WHAT YOU HAVE TO DO >> Every entry is to be printed again precisely as given.

Data records
PR #2254, opened 2024-08-28
vsr: complete rollout of the new state sync protocol

matklad:
The final piece of the puzzle -- complete removal the old messages. Now the replicas would panic if they see any of the old messages, treating them exactly as any other kind of an unknown message.

### DIFF
--- a/src/vsr.zig
+++ b/src/vsr.zig
@@ -203,9 +203,6 @@ pub const Command = enum(u8) {
 
     start_view_change = 10,
     do_view_change = 11,
-    // Historical version of SV, without checkpoint. Currently  both `start_view_deprecated` and
-    // `start_view` are handled. Next release will ignore `start_view_deprecated`.
-    start_view_deprecated = 12,
 
     request_start_view = 13,
     request_headers = 14,
@@ -218,14 +215,29 @@ pub const Command = enum(u8) {
     request_blocks = 19,
     block = 20,
 
-    request_sync_checkpoint = 21,
-    sync_checkpoint = 22,
-
     start_view = 23,
 
+    // If a command is removed from the protocol, its ordinal is added here and can't be re-used.
+    const gaps = .{
+        12, // start_view without checkpoint
+        21, // request_sync_checkpoint
+        22, // sync_checkpoint
+    };
+
     comptime {
-        for (std.enums.values(Command), 0..) |result, index| {
-            assert(@intFromEnum(result) == index);
+        var value_previous: ?u8 = null;
+        for (std.enums.values(Command)) |command| {
+            const value_current = @intFromEnum(command);
+            assert(std.mem.indexOfScalar(u8, &gaps, value_current) == null);
+            if (value_previous == null) {
+                assert(value_current == 0);
+            } else {
+                assert(value_previous.? < value_current);
+                for (value_previous.? + 1..value_current) |value_gap| {
+                    assert(std.mem.indexOfScalar(u8, &gaps, value_gap) != null);
+                }
+            }
+            value_previous = value_current;
         }
     }
 };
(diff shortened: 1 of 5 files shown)


matklad:
To be merged after the next release!

src/vsr/replica_test.zig
```diff
@@ -511,8 +511,7 @@ test "Cluster: repair: view-change, new-primary lagging behind checkpoint, forfe
     b2.pass_all(.__, .bidirectional);
     b1.pass_all(.__, .bidirectional);
     a0.drop_all(.__, .bidirectional);
-    // Block state sync to prove that B1 recovers via WAL repair.
-    b1.drop(.__, .bidirectional, .sync_checkpoint);
+    // TODO: make sure that B1 uses WAL repair rather than state sync here.
     const mark = marks.check("on_do_view_change: lagging primary; forfeiting");
```
matklad, line 518: It seems like with both sync protocol, if a replica is partitinoned from the cluster and then rejoins, it will be biased towards state sync. This feels like a bug, ideally, the replica should be able to tell apart "I cant' commit because I cant talk to the cluster at all" from "I cant' commit because some of the prepares/blocks are no longer available", but I don't see a straightforward way to do that just yet, so I'd rather punt on that until we have general partial connectivity tolerance.

src/vsr.zig
```diff
@@ -218,14 +215,29 @@ pub const Command = enum(u8) {
...
-    sync_checkpoint = 22,
-
     start_view = 23,
 
+    // If a command is removed from the protocol, its ordinal is added here and can't be re-used.
+    const gaps = .{
+        12, // start_view without checkpoint
+        21, // request_sync_checkpoint
+        22, // sync_checkpoint
+    };
```
matklad, line 225: The principle I am following here is that, ideally, our production code doesn't have "extras" --- there's no buggify, there's no compatability hacks (eventually), etc. 

So, for deprecated messages, I want to handle them exactly as the unknown messages, rather than, say, ignoring and logging.

matklad:
One thing this PR doesn't do is that it doesn't flip `visit` back to `false`. If I am reading the code correctly, visit affects the _previous_ release, as the current one is always `visit=true`. So it's the next week we could flip visit back to false (but I am tempted to refactor that logic maybe to remove this shift by one)

sentientwaffle (approved):
LGTM, though btw there are some lingering references to `sync_checkpoint` in documentation:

ANSWER SPACE >>
PR #2254, opened 2024-08-28
vsr: complete rollout of the new state sync protocol

matklad:
The final piece of the puzzle -- complete removal the old messages. Now the replicas would panic if they see any of the old messages, treating them exactly as any other kind of an unknown message.

### DIFF
--- a/src/vsr.zig
+++ b/src/vsr.zig
@@ -203,9 +203,6 @@ pub const Command = enum(u8) {
 
     start_view_change = 10,
     do_view_change = 11,
-    // Historical version of SV, without checkpoint. Currently  both `start_view_deprecated` and
-    // `start_view` are handled. Next release will ignore `start_view_deprecated`.
-    start_view_deprecated = 12,
 
     request_start_view = 13,
     request_headers = 14,
@@ -218,14 +215,29 @@ pub const Command = enum(u8) {
     request_blocks = 19,
     block = 20,
 
-    request_sync_checkpoint = 21,
-    sync_checkpoint = 22,
-
     start_view = 23,
 
+    // If a command is removed from the protocol, its ordinal is added here and can't be re-used.
+    const gaps = .{
+        12, // start_view without checkpoint
+        21, // request_sync_checkpoint
+        22, // sync_checkpoint
+    };
+
     comptime {
-        for (std.enums.values(Command), 0..) |result, index| {
-            assert(@intFromEnum(result) == index);
+        var value_previous: ?u8 = null;
+        for (std.enums.values(Command)) |command| {
+            const value_current = @intFromEnum(command);
+            assert(std.mem.indexOfScalar(u8, &gaps, value_current) == null);
+            if (value_previous == null) {
+                assert(value_current == 0);
+            } else {
+                assert(value_previous.? < value_current);
+                for (value_previous.? + 1..value_current) |value_gap| {
+                    assert(std.mem.indexOfScalar(u8, &gaps, value_gap) != null);
+                }
+            }
+            value_previous = value_current;
         }
     }
 };
(diff shortened: 1 of 5 files shown)


matklad:
To be merged after the next release!

src/vsr/replica_test.zig
```diff
@@ -511,8 +511,7 @@ test "Cluster: repair: view-change, new-primary lagging behind checkpoint, forfe
     b2.pass_all(.__, .bidirectional);
     b1.pass_all(.__, .bidirectional);
     a0.drop_all(.__, .bidirectional);
-    // Block state sync to prove that B1 recovers via WAL repair.
-    b1.drop(.__, .bidirectional, .sync_checkpoint);
+    // TODO: make sure that B1 uses WAL repair rather than state sync here.
     const mark = marks.check("on_do_view_change: lagging primary; forfeiting");
```
matklad, line 518: It seems like with both sync protocol, if a replica is partitinoned from the cluster and then rejoins, it will be biased towards state sync. This feels like a bug, ideally, the replica should be able to tell apart "I cant' commit because I cant talk to the cluster at all" from "I cant' commit because some of the prepares/blocks are no longer available", but I don't see a straightforward way to do that just yet, so I'd rather punt on that until we have general partial connectivity tolerance.

src/vsr.zig
```diff
@@ -218,14 +215,29 @@ pub const Command = enum(u8) {
...
-    sync_checkpoint = 22,
-
     start_view = 23,
 
+    // If a command is removed from the protocol, its ordinal is added here and can't be re-used.
+    const gaps = .{
+        12, // start_view without checkpoint
+        21, // request_sync_checkpoint
+        22, // sync_checkpoint
+    };
```
matklad, line 225: The principle I am following here is that, ideally, our production code doesn't have "extras" --- there's no buggify, there's no compatability hacks (eventually), etc. 

So, for deprecated messages, I want to handle them exactly as the unknown messages, rather than, say, ignoring and logging.

matklad:
One thing this PR doesn't do is that it doesn't flip `visit` back to `false`. If I am reading the code correctly, visit affects the _previous_ release, as the current one is always `visit=true`. So it's the next week we could flip visit back to false (but I am tempted to refactor that logic maybe to remove this shift by one)

sentientwaffle (approved):
LGTM, though btw there are some lingering references to `sync_checkpoint` in documentation:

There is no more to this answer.